◆ **RECORD EXCERPTS**

PR #485, opened 2020-10-05
Minor spelling change

mflaxman:
I'm testing doing this all via github's web tool, it's unclear how this will affect git commit history (I believe everything will be automatically squashed down nicely).


k9ert:
The annoying thing here is that PR-builds are only taken from whitelisted people (scam-detection-code trom travis-ci is detecting crypto-mining-code in the project but base the block on the person who did the PR) and you haven't so far. Will probably write yet another mail to travis in order to get the people whitelisted which are making more frequent changes.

◆ **ACTIVITY**
Your response must consist of the entries, reproduced exactly.

◆ **COMPLETED EXERCISE**
PR #485, opened 2020-10-05
Minor spelling change

mflaxman:
I'm testing doing this all via github's web tool, it's unclear how this will affect git commit history (I believe everything will be automatically squashed down nicely).


k9ert:
The annoying thing here is that PR-builds are only taken from whitelisted people (scam-detection-code trom travis-ci is detecting crypto-mining-code in the project but base the block on the person who did the PR) and you haven't so far. Will probably write yet another mail to travis in order to get the people whitelisted which are making more frequent changes.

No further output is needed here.